[ExI] Atheism again

Stathis Papaioannou stathisp at gmail.com
Mon Apr 20 23:06:52 UTC 2020


On Tue, 21 Apr 2020 at 04:54, Dave Sill via extropy-chat <
extropy-chat at lists.extropy.org> wrote:

> On Mon, Apr 20, 2020 at 2:29 PM William Flynn Wallace via extropy-chat <
> extropy-chat at lists.extropy.org> wrote:
>
>> And in any case. you can't prove a negative.
>>
>
> Wrong.
>
>
> https://www.psychologytoday.com/us/blog/believing-bull/201109/you-can-prove-negative
>
> "The fact is, however, that this supposed "law of logic" is no such thing.
> As Steven D. Hales points in his paper "You Can Prove a Negative," "You
> can't prove a negative" is a principle of folk logic, not actual logic.
>
> Notice, for a start, that "You cannot prove a negative" is itself a
> negative.

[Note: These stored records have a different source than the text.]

PR #272, opened 2018-01-03
Fixed coordinates scaling for classification prediction

Serhiy-Shekhovtsov:
We had a problem - the preprocessing is [zooming the image](https://github.com/concept-to-clinic/concept-to-clinic/blob/666fb1bf410cbd80eb7928d0e3c5f2433ad668a5/prediction/src/preprocess/preprocess_ct.py#L144). In other words, the pixel matrix is resized to real proportions. But coordinates we are using for prediction are not scaled accordingly and the actual patch we are making prediction on differs from the expected patch.
For example, the zooming factor for full LIDC-IDRI-0003 image is [2.5, 0.820312, 0.820312]. The prediction result for **coordinates of the real nodule** {'x': 367, 'y': 350, 'z': 72} is **0.0066**. As you can see, it's very low. But if you scale these coordinates by the current zooming factor ({'x': 301, 'y': 286, 'z': 180}) we will get much higher probability of concerning  **0.42**.
More details [here](https://github.com/concept-to-clinic/concept-to-clinic/issues/268#issuecomment-354797905).

## CLA
- [x] I have signed the CLA; if other committers are in the commit history, they have signed the CLA as well

PR #273, opened 2018-01-05
fixed classification prediction for multiple nodules

Serhiy-Shekhovtsov:
Bug fixed. When the length of the nodules list is more then 1 – prediction fails as follows:

```
~/concept-to-clinic/prediction/src/algorithms/classify/src/gtr123_model.py in predict(ct_path, nodule_list, model_path)
    275     results = []
    276 
--> 277     for nodule, (cropped_image, coords) in zip(nodule_list, patches):
    278         cropped_image = Variable(torch.from_numpy(cropped_image[np.newaxis, np.newaxis]).float())
    279         cropped_image.volatile = True

ValueError: too many values to unpack (expected 2)
```

More details [here](https://github.com/concept-to-clinic/concept-to-clinic/pull/272#issuecomment-355413434).

## CLA


reubano:
Thanks for this! Would you also mind adding a test that fails unless this patch is applied? That will make sure we don't create regressions with future changes.

Serhiy-Shekhovtsov:
@reubano, sure. I will make a new PR for this.

Issue #285, opened 2018-01-10
User should be able to run nodule candidates prediction


Serhiy-Shekhovtsov:
Currently we can only create a new case based on local images. There should be a button to start the actual prediction. After clicking it should show that prediction is running. Once prediction is ready - it should show update the status on the page.

## Checklist before submitting
- [ ] I have confirmed this using the officially supported Docker Compose setup using the `local.yml` configuration and ensured that I built the containers again and they reflect the most recent version of the project at the `HEAD` commit on the `master` branch 
- [ ] I have searched through the other currently open issues and am confident this is not a duplicate of an existing bug
- [ ] I provided a **minimal code snippet** or list of steps that reproduces the bug.
- [ ] I provided **screenshots** where appropriate
- [ ] I filled out all the relevant sections of this template

Serhiy-Shekhovtsov:
Guys, if anyone is interested, feel free to take it.

chaitanyarahalkar:
can anyone please explain to me how to use the prediction API? I am in a fix, trying to figure out how can I use it

Serhiy-Shekhovtsov:
You can find the prediction code here: https://github.com/drivendataorg/concept-to-clinic/tree/master/prediction/src/algorithms
And here you can find some usage examples: https://github.com/drivendataorg/concept-to-clinic/tree/master/prediction/src/tests

chaitanyarahalkar:
Hey, thanks for the help! I wanted to know whether it is possible to run the prediction code from the frontend on the sample LIDC images available in the Docker container by default.

chaitanyarahalkar:
Has anyone worked on adding that button as @Serhiy-Shekhovtsov mentioned?

PR #286, opened 2018-01-14
Sending and saving of nodule properties on Annotate screen

Serhiy-Shekhovtsov:
Fixed few bugs of Annotate screen. Fixed sending of the Nodule data to backend. Added fields for storing `probability_concerning` and `note`. Includes fix of #285

## CLA


interface/backend/api/serializers.py
```diff
@@ -95,6 +95,9 @@ class Meta:
     def create(self, validated_data):
         return Nodule.objects.get_or_create(candidate=validated_data['candidate'])
 
+    def update(self, instance, validated_data):
+        return super().update(instance, validated_data)
```
WGierke: Why is this necessary? It doesn't overwrite the update method inherited from the parent class, does it?

Serhiy-Shekhovtsov: Yes, put it while troubleshooting an other issue and forgot to remove. Thanks for noting!
Will fix the PR tomorrow.

Issue #279, opened 2018-01-05
UI feature: add overall progress indicator ("wizard" element)


isms:
## Expected Behavior

We want the users to have a clear path in the workflow:
- Load a case
- Mark all nodules
- Mark any nodules not found if necessary
- Annotate and bound all nodules marked concerning
- Move to report

We should clearly show them at all times a progress indicator showing which phase (step 1/4) and what remains in that phase (2/3 nodules identified).

This should all be fairly easy to calculate from the current Case. Some random images of the kind of element:

![](http://d5vf6134d8ffdnfp1qv4rv3l.wpengine.netdna-cdn.com/wp-content/uploads/06-vertical-progress-checkout.jpg)
![](https://i.gyazo.com/298959b3aacc180e1dce0b27ff65522b.png)
![]()

## Possible implementation

Example: http://vuejs.creative-tim.com/vue-form-wizard/#/

louisgv:
I can start working on this if nobody has started yet.

louisgv:
@Serhiy-Shekhovtsov are you actively working on this issue? (Since you upvoted it). Just wanted to make sure we're not colliding.

Serhiy-Shekhovtsov:
@louisgv I am not working on it, just like the feature :) Especially if the progress will be saved on loaded. This gives me pain every time I work on interface frontend. Have to go to first step and select the case each time the page is reloaded.

louisgv:
I will start working on this. WIP PR coming soon!

PR #288, opened 2018-01-17
[WIP] Wizard flow

louisgv:
## Description

Work in progress wizard flow.

#279 

## Motivation and Context

Adding a wizard flow for each tab to assist user on what they should be doing next.

## CLA

### DIFF
--- a/interface/frontend/package.json
+++ b/interface/frontend/package.json
@@ -43,8 +43,8 @@
     "babel": "inherit"
   },
   "dependencies": {
-    "vue-resource": "^1.3.4",
-    "vue": "^2.5.6"
+    "vue": "^2.5.6",
+    "vue-resource": "^1.3.4"
   },
   "devDependencies": {
     "autoprefixer": "^7.1.2",
@@ -102,6 +102,7 @@
     "shelljs": "^0.7.6",
     "url-loader": "^0.5.8",
     "vue-draggable-resizable": "^1.5.3",
+    "vue-form-wizard": "^0.8.2",
     "vue-loader": "^13.0.4",
     "vue-router": "^2.7.0",
     "vue-style-loader": "^3.0.1",
--- a/interface/frontend/src/components/common/WizardFlow.vue
+++ b/interface/frontend/src/components/common/WizardFlow.vue
@@ -1,37 +1,27 @@
 <template>
-  <!-- @on-complete="onComplete"  -->
-<form-wizard
-  title subtitle
-  shape="tab"
-  color="#453DF4">
-  <tab-content title="Personal details">
-    My first tab content
-  </tab-content>
-  <tab-content title="Additional Info">
-    My second tab content
-  </tab-content>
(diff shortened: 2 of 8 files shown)


lamby:
:+1:

lamby:
Let me know when this is ready for review :

lamby:
Hey, any update on this? :)

louisgv:
@lamby After experimenting with the dependency it seems to me it's not fit for the job (some of the UI element are enforced, like the next/back buttons) so I've been drafting out our own component.

lamby:
Getcha. Shall we close up this PR for the time being? :)

louisgv:
@lamby I'm actually pretty close to have something that I can show. Will ping back status within the weekends.

louisgv:
@lamby Here's some progress:

I created a Wizard Flow component (no styling as of yet) that accept a `steps` computed prop. The steps prop basically tell the component the step and its active state, and will be controlled by the parent component (Which is the view). The parent can either bind the active state by watching the store state, or toggle it manually it it wishes to.

Below demonstrate three working scenario: 

+ If I select an invalid case, none of the wizard are highlighted:

output

+ If I select an imagery, the first wizard will be highlighted:

output

+ If I start a case, the second will be highlighted:
output

+ If the case was created is valid and I select it, all three will be highlighted. (For some reason, I couldn't create a valid case, so no screencaps available)

+ If I select a valid case from the beginning, the first and last will be highlighted:
output


This is a standalone component so implement it for the remaining two should be simple once it is further nailed down.

louisgv:
@lamby @Serhiy-Shekhovtsov please feedback on features you think would be nice to have for this feature. Like onclick binding, metadata, image, step number indicator, subtitle, etc...

isms:
@louisgv I think this is an interesting proof of concept but the layout doesn't seem like something users would be used to. It's not really a wizard like those in the example pictures, and it's not really like the "tour" feature we've seen that guides users through specific steps.

interface/frontend/package.json
```diff
@@ -43,8 +43,8 @@
     "babel": "inherit"
   },
   "dependencies": {
-    "vue-resource": "^1.3.4",
-    "vue": "^2.5.6"
+    "vue": "^2.5.6",
+    "vue-resource": "^1.3.4"
```
isms: This project is using Axios instead of Vue Resource.

louisgv: vue-resoure as a dep was there from the beginning. I can remove it once we confirm there are no trace of its usage.

louisgv:
@isms I see! If that's the case, I imagine this wizard would be more of a horizontal element that vertical?
If so, we might be able to utilize the vue wizard dependency (tho, some of its UI might still not make sense for our app), or I can create a common Flow component extending what I have that will observe the global cross-page steps.

isms:
@louisgv I'm going to go ahead and close this, but we'll still recognize the effort. Thanks for working on it.

PR #289, opened 2018-01-18
/<algorithm>/predict/: Only expect GET or POST requests

WGierke:
While skimming through [code that still needs to be tested in the prediction service](https://wgierke.github.io/stuff/prediction/index.html), I noticed this line that prevented the file from being completely covered by tests. The reason was that the condition was never false since the `methods=['GET', 'POST']` parameter prevents any other request than a `POST` request from reaching this LOC.

## CLA


lamby:
Thanks, and good spot!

So, if it were true, it would itself be unprovable. Notice that
> any claim can be transformed into a negative by a little rephrasing—most
> obviously, by negating the claim and then negating it again. "I exist" is
> logically equivalent to "I do not not exist," which is a negative. Yet here
> is a negative it seems I might perhaps be able to prove (in the style of
> Descartes—I think, therefore I do not not exist!).
>
> Of course, those who say "You can't prove a negative" will insist that I
> have misunderstood their point. As Hales notes, when people say, "You can't
> prove a negative," what they really mean is that you cannot prove that
> something does not exist. If this point were correct, it would apply not
> just to supernatural beings lying beyond the cosmic veil but also to things
> that might be supposed to exist on this side of the veil, such as unicorns,
> Martians, rabbits with 20 heads, and so on. We would not be able to prove
> the nonexistence of any of these things either."
>

In general, you can only prove things in mathematics, not in science.